FOR IMMEDIATE RELEASE

Media Contacts:

  • Jimmy McCarty, Ph.D.: jwmccar@uw.edu
  • Eli McCarthy, Ph.D.: esm52@georgetown.edu, 510-717-8867

Eighty-one Christian scholars from across the U.S. are united in the “commitment to human flourishing and ecological care as well as the cultivation of a sustainable just peace.” These scholars represent various Christian communities as well as a diversity of perspectives on issues of war and peacemaking. 

In light of the shared commitment, they issued a profound statement to express “strong opposition to the current sky-high Pentagon budget and recent National Defense Authorization Act (NDAA) top-line of $768 billion. We urge Congress to reduce Pentagon spending in the appropriations bills for FY 2022 and set a trajectory of practical reductions in this area, as well as reductions in nuclear weapons.” In the NDAA, Congress authorized an extra $25 billion for the Pentagon beyond President Biden’s request.

The scholars point out that “we are struggling to end a deadly pandemic, deal with the looming climate crisis, confront racial injustice, prevent violence in our own streets, secure badly-needed relief for working people all over the country, address mental health challenges, and care for those living in poverty.” 

In turn, oriented by the vision of a just peace they argue that “we urgently need to shift our security and foreign policy strategy to focus on a policy framework of 1) cultivating the habits and skills of constructive conflict, 2) breaking cycles of violence, and 3) building a more sustainable peace. These 3 strategic foci draw us to invest in peacebuilding, nonviolent resistance movements, diplomacy, and development programs.”
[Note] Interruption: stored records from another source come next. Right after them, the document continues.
PR #4024, opened 2020-02-05
CP-32681: Add certificates to DB schema

psafont:
This allows the xapi to easily expose the server certificates metadata
to clients. In particular their validity period and fingerprint.

There a quite a lot of pulls and levers to configure when adding a class to the schema db, althought they can be changed later on
So there are some things I'm don't know about:
- `~gen_constructor_destructor` what would it be needed for? I would only like to create an object when the certificate is installed.
- I'm unsure whether we want to force a 1 to 1 relationship between host and server certificate. I've added it as a one-to-many in case this could change in the future.

In addition I'm not fond of using the hand-crafted `Date` module from stdext, seems pretty limited.

### DIFF
--- a/ocaml/idl/datamodel_certificate.ml
+++ b/ocaml/idl/datamodel_certificate.ml
@@ -1,0 +1,51 @@
+(*
+ * Copyright (C) 2020 Citrix Systems Inc.
+ *
+ * This program is free software; you can redistribute it and/or modify
+ * it under the terms of the GNU Lesser General Public License as published
+ * by the Free Software Foundation; version 2.1 only. with the special
+ * exception on linking described in file LICENSE.
+ *
+ * This program is distributed in the hope that it will be useful,
+ * but WITHOUT ANY WARRANTY; without even the implied warranty of
+ * MERCHANTABILITY or FITNESS FOR A PARTICULAR PURPOSE.  See the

As congress debates an appropriations package for FY 2022, the signees call for a first step “to redirect the extra $25 billion toward accounts like the Complex Crisis Fund, Prevention and Stabilization Fund, UN Peacebuilding Fund, as well as the U.S. Institute of Peace and Unarmed Civilian Protection programs.” 

Read the statement here.

3 thoughts on “Eighty-one Christian scholars call for reductions in military spending

  1. This is an important statement and I am grateful to the authors for crafting it and Pax Christi for sharing it. I believe it would have been stronger had the authors acknowledged the extent of fossil fuel use by the US military and the fact that nothing we can do to mitigate environmental desecration is as important as curtailing the use of fossil fuels by the military. The US military is the largest consumer in the world, consuming more than any country including the USA (if one sequesters military vs. domestic consumption). Climate change mitigation and global equity cannot be reached until and unless military consumption is brought under control.

    https://fossilfuel.com/the-u-s-military-consumes-more-fossil-fuels-than-entire-countries/

  2. Military Spending is a symptom of foreign policy and an economy that prospers from the appetite of the military industrial complex.
    Our foreign policy sees labor and material resource of the world as benefits to the United States. Obstructions to access is considered hostility. If efforts to resolve international differences by diplomacy fail the jackals are summoned and if that fails the military are called out.
    The resources of the world and profits derived therefrom are the foundations of our foreign policy and our military industrial complex.
    Fundamental changes need to be made to the bedrock of our national creed. Peace, Justice and non violence need to replace corporate greed. They need to be the bedrock of our foreign policy. The military needs to become an international rescue force responding to the onslaught of Climate Change. Christianity needs to work harder to influence the peaceful pursuits of all Americans and of our leadership especially. Many of or leaders in government ,foreign policy and the military are graduates of top flight Catholic institutions of learning.
    At times one might ask, “What have they learned ?”.